14 In the present case there is no challenge to the "Talaqnama" which had taken place between the applicant and her ex-husband. Admittedly the customary divorce by way of "Talaqnama under Muslim Sariyat" was well recognised mode of dissolution of marriage of Muslim couple at the relevant time and no need arose for the applicant to obtain a Divorce Decree from competent court. At the same time fact remains that the Divorce of the applicant had taken place during the lifetime of her father. At the cost of repetition undisputedly the father of the applicant during his lifetime declared before the respondents to include/nominate the name of applicant as Divorced daughter for grant of family pension to her and in response to it the respondents had conveyed that as and when occasion arises, same will be considered.

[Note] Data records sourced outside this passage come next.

PR #10958, opened 2026-06-10
fix(http-client-csharp): strip [Experimental] attribute when internalizing types

JoshLove-msft:
## Problem

Public types are tagged with `[Experimental]` during the visitor phase (`CSharpGen` runs visitors before `PostProcessAsync`). The post-processor later internalizes types that are not reachable from the public API surface, but `MarkInternal` only changed the `public` -> `internal` modifier token and left the already-written `[Experimental]` attribute in place. The result was a public-API stability attribute on `internal` types (e.g. `InternalProjectsClientOptions` and various model-factory internals), which is meaningless on non-public types and produces spurious diff churn.

## Fix

`MarkInternal` now also strips the `[Experimental]` (`System.Diagnostics.CodeAnalysis.ExperimentalAttribute`) attribute when internalizing a type:

- Matches both `Experimental` and `ExperimentalAttribute`, including qualified names.
- Preserves other attributes (e.g. trims a combined `[Serializable, Experimental]` list down to `[Serializable]`).
- Re-attaches the declaration's original leading trivia so documentation comments and indentation are preserved (the internalize pass is not reformatted afterward).

### Logging

- `Debug`: `Internalizing unreferenced public type '<name>'.`
- `Debug`: `Removed [Experimental] attribute from '<name>' while internalizing it.`
- `Info`: `Internalized N unreferenced public type(s).`

## Tests

New `PostProcessorTests.RemovesExperimentalAttributeWhenInternalizing` covering:
- referenced (public) type keeps `[Experimental]`;
- unreferenced type is internalized and loses `[Experimental]`, doc comment preserved;
- other attribute preserved when in a separate list;
- other attribute preserved when combined in the same list.

Full `Microsoft.TypeSpec.Generator` suite passes (1526 passed, 0 failed).

### DIFF
--- a/packages/http-client-csharp/generator/Microsoft.TypeSpec.Generator/src/PostProcessing/PostProcessor.cs
+++ b/packages/http-client-csharp/generator/Microsoft.TypeSpec.Generator/src/PostProcessing/PostProcessor.cs
@@ -156,6 +156,12 @@ namespace Microsoft.TypeSpec.Generator
                 project = MarkInternal(project, model, documentId);
             }
 
+            if (nodesToInternalize.Count > 0)
+            {
+                CodeModelGenerator.Instance.Emitter.Info(
+                    $"Internalized {nodesToInternalize.Count} unreferenced public type(s).");
+            }
+
             var modelNamesToRemove =
                 nodesToInternalize.Keys.Select(item => item.Identifier.Text);
             project = await RemoveMethodsFromModelFactoryAsync(project, definitions, modelNamesToRemove.ToHashSet());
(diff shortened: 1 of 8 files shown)


nick863 (approved):

packages/http-client-csharp/generator/Microsoft.TypeSpec.Generator/src/PostProcessing/PostProcessor.cs
```diff
@@ -345,6 +359,78 @@ private Project MarkInternal(Project project, BaseTypeDeclarationSyntax declarat
...
+                else if (keptAttributes.Count > 0)
+                {
+                    // Keep the remaining (non-experimental) attributes in this list.
+                    removed = true;
+                    newAttributeLists.Add(attributeList.WithAttributes(SyntaxFactory.SeparatedList(keptAttributes)));
+                }
+                else
+                {
+                    // The entire list only contained experimental attributes and is dropped.
+                    removed = true;
```
jorgerangel-msft, line 400: should we break here?

timotheeguerin (approved):

jorgerangel-msft (approved):

jorgerangel-msft (approved):

packages/http-client-csharp/generator/Microsoft.TypeSpec.Generator/src/PostProcessing/PostProcessor.cs
JoshLove-msft: We shouldn't break here. This branch only runs when the entire attribute list consisted of experimental attribute(s), but there can be additional attribute lists after this one that we still need to copy into `newAttributeLists` (e.g. a later `[Serializable]`). Breaking would silently drop those trailing lists. `[Experimental]` realistically appears once, but continuing the loop is what preserves every other attribute. --generated by Copilot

15 In view of aforesaid discussions I am of the considered opinion that the claim of the applicant for grant of family pension being divorced daughter deserves to be allowed. Accordingly, we allow this OA with a direction to the respondents to see to it that the family pension be paid to the applicant from the date when she became eligible and the payment including arrears be made on that basis without interest as expeditiously as possible, preferably within three months from the date of receipt of copy of this order. There shall be no order as to costs.